Dès lors, l'obligation de demander un certificat de capacité à mariage qui n'est plus seulement de nature juridique, mais qui tend à certifier la réalité de l'intention matrimoniale, se heurte à l'impossibilité d'informer les Français dispersés dans le monde entier de cette nouvelle règle.
Ainsi, en Allemagne, où vivent entre 200 000 et 300 000 Français, il ne reste plus que trois consulats. Imaginez le cas d'un Français qui habiterait à Osnabrück - c'est d'ailleurs le cas de beaucoup d'Angevins, puisqu'il existe un jumelage entre cette ville et la ville d'Angers -, c'est-à-dire à 424 kilomètres du consulat de Berlin. Si cette personne souhaite épouser une Néerlandaise résidant à proximité - Osnabrück se situe près de la frontière avec les Pays-Bas -, comment pourra-t-elle savoir qu'elle doit demander un certificat de capacité à mariage au consulat de Berlin ?
Il faudra des années pour que des Français établis de longue date hors de France et bien insérés dans leur pays d'accueil, qui ne comprendront rien à ce qui leur sera demandé, assimilent cette nouvelle obligation. Dans ces conditions, le parallélisme des pratiques et des formes que tend à instituer la règle du certificat de capacité à mariage ne tient pas du tout compte de la réalité de l'expatriation ni de la dispersion des personnes concernées.
Il est un autre élément dont je suis certaine : dans la ville de Fès, par exemple, où il y a de multiples officines autour du consulat pour aider les personnes dans la demande d'un visa ou d'un document administratif, le certificat de capacité à mariage sera sollicité dans les formes, que l'intention matrimoniale soit réelle ou non !
Ainsi, les Français de bonne foi qui ne seront pas au courant de ce nouveau dispositif rencontreront des problèmes, tandis que des personnes moins honnêtes - le consulat de Fès est celui où l'on constate le plus de cas litigieux - sauront parfaitement se mettre en règle.
J'attire également votre attention sur la multiplication des auditions. Ce ne sont non plus quelques milliers d'auditions, mais des dizaines de milliers, qui devront être réalisées. De ce point de vue, il me semble indispensable d'adopter l'amendement tendant à permettre aux consuls de ne pas systématiquement procéder à une audition quand il n'y a pas eu de certificat de capacité à mariage. Dans le cas contraire, il leur serait impossible de mener à bien leur mission.

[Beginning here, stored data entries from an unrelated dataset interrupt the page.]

PR #32, opened 2020-04-14
Sign .drone.yml

icedevml:
* Enforce that `.drone.yml` is signed with shared secret HMAC.
* Keep the hashes of files in `test/` directory to prevent these files from being tampered.


icedevml:
yes

PR #34, opened 2020-04-17
Implement networking support

### LINKED ISSUE #19: Support networking in the guest VM
Right now we don't assist with setting up the networking inside the guest VM. This can be achieved using plain Xen bridges or Open vSwitch.

Related:
http://docs.openvswitch.org/en/latest/howto/kvm/
https://wiki.xenproject.org/wiki/Xen_Networking#Setting_up_Open_vSwitch_networking

icedevml:
* [X] separate bridge for each VM
* [X] necessary rules to pass traffic to the Internet
* [X] DHCP server for each VM
* [x] rules to block communication between VMs

resolve #19


drakrun/drakrun/main.py
```diff
@@ -46,6 +48,28 @@ def start_tcpdump_collector(instance_id: str, outdir: str) -> subprocess.Popen:
...
+        "dnsmasq",
+        "--no-daemon",
+        f"--interface=drak{vm_id}",
+        "--port=0",
+        "--no-hosts",
+        "--no-resolv",
+        "--no-poll",
+        "--leasefile-ro",
+        f"--dhcp-range=10.13.{vm_id}.100,10.13.{vm_id}.200,255.255.255.0,12h",
+        "--dhcp-option=option:dns-server,8.8.8.8"
```
tklengyel, line 69: I would recommend running a local DNS server so you can log the queries. I've used dnschef in the past and it was quite straight forward.

drakrun/drakrun/run.py
```diff
@@ -37,39 +37,6 @@ def run_vm(vm_id):
...
-                                          "vm-{vm_id}".format(vm_id=vm_id),
-                                          "info network"])
-
-        if b"nic1" in output:
-            break
-
-        time.sleep(0.25)
-    else:
-        raise RuntimeError("Failed to see nic1 created in vm-{vm_id}".format(vm_id=vm_id))
-
```
icedevml, line 72: without this hack we would have the same, fixed MAC address every time; maybe this should be re-added

drakrun/drakrun/draksetup.py
```diff
@@ -41,14 +54,33 @@ def install(storage_backend, disk_size, iso_path, zfs_tank_name, max_vms, unatte
...
+    conf.read(os.path.join(ETC_DIR, "config.ini"))
+    conf_patched = False
+
+    out_interface = conf.get('drakrun', 'out_interface').strip()
+    
+    if not out_interface:
+        default_if = find_default_interface()
+        logging.info(f"Detected default network interface: {default_if}")
+        conf['drakrun']['out_interface'] = default_if
+        conf_patched = True
```
icedevml, line 67: somebody may not want to allow guest Internet access at all, but this code would override intentionally-empty setting

perhaps some `net_enable` bool switch should be also added

drakrun/drakrun/main.py
icedevml: I think we already capture DNS queries in a tcpdump `pcap`, however the DNS could be actually configurable and there could be an optional step of adding dnschef :+1:

drakrun/drakrun/run.py
icedevml: TODO check if there is any problem with fixed MAC in current setup (each VM has different interface so probably no?)

drakrun/drakrun/main.py
icedevml: @tklengyel Do you have some experience with network issues when doing a VM cloning? Were you just leaving the same MAC for each VM or doing some other stuff to fix it?

drakrun/drakrun/run.py
icedevml: checked - this doesn't cause any trouble itself, just few more config options are needed to make multiple `dnsmasq` work properly

icedevml: @tklengyel Do you have some experience with network issues when doing a VM cloning? Were you just leaving the same MAC for each VM or doing some other stuff to fix it?

drakrun/drakrun/main.py
tklengyel: MAC address collision is a problem. TCP connections get reset if there are multiple clones active and they don't expect the TCP stream. At one point I wrote my own NAT engine that routed based on vlans instead of MAC/IP using Honeybrid. Otherwise you have to reconfigure each clone to assign new MACs after they are running.

tklengyel: Vlans also solve the problem. You only have to inject a command to set unique IP for each clone, then on the vlan there is no MAC collision.

drakrun/drakrun/run.py
tklengyel: Yes. MAC address collision is a problem. At one point I wrote my own NAT engine to route based on vlan id instead of MAC/IP using Honeybrid. Even if you have separate bridges for each clone, each clone will need a unique IP and MAC otherwise regular iptables and arptables get confused. You can inject a command into each clone to reconfigure those.

icedevml: > Even if you have separate bridges for each clone, each clone will need a unique IP and MAC otherwise regular iptables and arptables get confused.

@tklengyel FYI As far as I'm testing right now, arptables are getting it right, at least at Debian Buster:
```
root@debian:/home/mq# arp
Address                  HWtype  HWaddress           Flags Mask            Iface
10.13.12.140             ether   00:16:3e:4f:02:1c   C                     drak12
192.168.121.254          ether   00:50:56:e1:1f:2c   C                     ens33
10.13.19.140             ether   00:16:3e:4f:02:1c   C                     drak19
192.168.121.2            ether   00:50:56:e8:ca:a9   C                     ens33
192.168.121.1            ether   00:50:56:c0:00:08   C                     ens33
```

the Internet seems to be functional. I've tested both running `ping -t 8.8.8.8` and running Internet Explorer simultaneously on both VMs.

I'm not sure if I understand networking at all (:D) but theoretically, this setup doesn't have any MAC collisions within a single hop, so there is a chance for it to work. On the IP level there are no collisions because each VM would get the IP address from different subnet.

So I think right now we'll stick with this solution.

drakrun/drakrun/draksetup.py
```diff
@@ -25,28 +25,39 @@
...
 
-    conf_path = os.path.join(ETC_DIR, "config.ini")
     conf = configparser.ConfigParser()
-    conf.read(conf_path)
-
+    conf.read(os.path.join(ETC_DIR, "config.ini"))
     conf_patched = False
+
     minio_access_key = conf.get('minio', 'access_key').strip()
+    out_interface = conf.get('drakrun', 'out_interface').strip()
```
chivay, line 54: Is seems that configparser trims whitespace from both sides of the value
```
In [18]: conf = configparser.ConfigParser()

In [19]: conf.read_string("""
    ...: [foo]
    ...: bar = aaa
    ...: baz =           bbb    c d e
    ...: """)

In [20]: conf.get('foo', 'bar')
Out[20]: 'aaa'

In [21]: conf.get('foo', 'baz')
Out[21]: 'bbb    c d e'

In [22]:
```

drakrun/drakrun/draksetup.py
```diff
@@ -25,28 +25,39 @@
...
+
+    if not out_interface:
+        default_if = find_default_interface()
+        logging.info(f"Detected default network interface: {default_if}")
+        conf['drakrun']['out_interface'] = default_if
+        conf_patched = True
```
chivay, line 60: Maybe use uniform interface to access config - `.get`
Additionally it provides `fallback` kwarg which would simplify the code logic

icedevml: This is actually a config write, not read. For reads, `.get` is already used everywhere.

drakrun/drakrun/run.py
tklengyel: Yeap, I guess as long as the ARP is not the same on the same bridge it should work. Since the IPs are on different subnets ip routing will send the packet down the right bridge, then look up the ARP there. How do you reconfigure the IP in the clone?

icedevml: We are just injecting `ipconfig /renew` before the actual malware is executed.

Another trick is to start the guest VM with a bridge that doesn't have a functional DHCP, reset the network card through Windows GUI and make snapshot right afterwards. The VM will ask for an IP address right after being restored. This approach seems to be pretty stable but it requires either:

* instructing a human who makes snapshot (prone to human errors)
* providing some automation that would inject `ipconfig /release && ipconfig /renew` right before snapshotting (this is some interesting direction but using injector on a VM which is about to be snapshotted is pretty risky)

so we are not using this approach right now.

icedevml:
Follow up: #37

PR #37, opened 2020-04-20
Enhance networking support

icedevml:
* ~~add some e2e test which involves network~~ (in the future)
* configurable outbound DNS (default: `8.8.8.8`)
* `net_enable` switch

Je voudrais également insister sur les délais, qui sont à la fois trop courts pour que la justice puisse enquêter et statuer et trop longs pour les couples auxquels ils interdisent trop longtemps de mener une vie commune.
Permettez-moi de mentionner quelques exemples.
Le parquet dispose de deux mois pour décider si un refus de certificat de capacité à mariage est justifié ou non. Or, lorsqu'un des conjoints réside à des milliers de kilomètres, est-il réellement possible de mener une enquête en deux mois ? Le parquet ne statuera pas dans les délais et les certificats seront délivrés par défaut. Autrement dit, ce certificat de capacité à mariage n'aura fait que retarder le mariage sans y mettre d'obstacles, même si le défaut d'intention matrimoniale est finalement avéré.
Il en est de même du délai de six mois dont dispose le procureur pour se prononcer sur une transcription ou sur une annulation et du délai d'un mois qu'a le TGI pour statuer.
De tels dispositifs sont adaptés pour une justice villageoise, mais pas pour une justice internationale ! Les délais et les procédures sont totalement inadaptés.
Or ces délais cumulés, à la fois trop longs pour les couples et trop courts pour que les procédures soient correctement réalisées, exposent les pouvoirs publics à des recours judiciaires d'époux abusivement séparés pendant plusieurs années. En effet, si la réalité de l'intention matrimoniale est reconnue au bout de toutes ces années, les personnes concernées seront en droit d'attaquer l'État français et de réclamer des dommages et intérêts.